On a BAM file, recent htslibs will turn unknown characters to ?, but continues without error unless something happens to subsequently use CIGAR and fails. Prior to the fix for samtools/htslib#546 these had the potential to read past the fixed BAM_CIGAR_STR and return a more arbitrary and random looking character instead.

Personally I dislike adding a new character because largely I see it as unnecessary. It's purely to work around a local BAM format issue and shouldn't really be requiring SAM spec changes.

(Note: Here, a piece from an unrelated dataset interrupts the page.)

Issue #109, opened 2018-05-25
Create an "image load" component


kieckhafer:
Create a component which displays a loading screen while an image loads, and then displays the image once it's loading.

Also, the fact that (wrongly IMO) htslib changes mapped (according to flag 0x4) to unmapped when it sees CIGAR "", disobeying the statement in the SAM spec that the flag is the primary source and everything else follows on from that, it will transparently accidentally turn @sjackman's proposal (cigar ) into @lh3's proposal (unmapped flag). Whether that's a good thing or not I don't know!

lh3 commented 7 years ago

Setting n_cigar==65535 is the best option to crash htslib so far, but it is not good enough. For functionality that only looks at cigar, htslib won't simply crash. It will read into SEQ and QUAL and return absurd alignment lengths. What will happen next depends on the downstream code. You might get weird results without seeing a segfault. We wouldn't want this happen.

Regardless of what the spec say, we are dealing with the combination of 0x4 and cigar=="*" everyday: an unmapped mate is flagged with 0x4, may be on reverse strand and has coordinate but not cigar. This is almost the same as the use of 0x4 in my proposal except the pairing flag. Most tools that work with unmapped mates will have the desired behavior in my proposal.